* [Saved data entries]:
[Start of section]

PR #44, opened 2020-03-03
[FLINK-16395] [legal] Add OkHttp to NOTICE of statefun-flink-distribution

tzulitai:
cc @igalshilman


tzulitai:
Thanks! Merging ...

PR #45, opened 2020-03-03
[FLINK-16396] [kafka] Add Protobuf message for YAML-ized Kafka egress

tzulitai:
This adds a Protobuf message to be used by the YAML-ized Kafka egress (WIP).
I'm eagerly opening this PR already because there's a dependency in the Python SDK that would require this definition in place.


igalshilman:
The protobuf message looks good to me.
+1

tzulitai:
Thanks! Merging ...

[End of section]

* [WHAT NEEDS TO BE DONE]: Nothing should appear in the output except the lines from the one with "The protobuf message looks good to me." through the end of the records above, copied exactly.

* [EXERCISE SOLUTION]:
The protobuf message looks good to me.
+1

tzulitai:
Thanks! Merging ...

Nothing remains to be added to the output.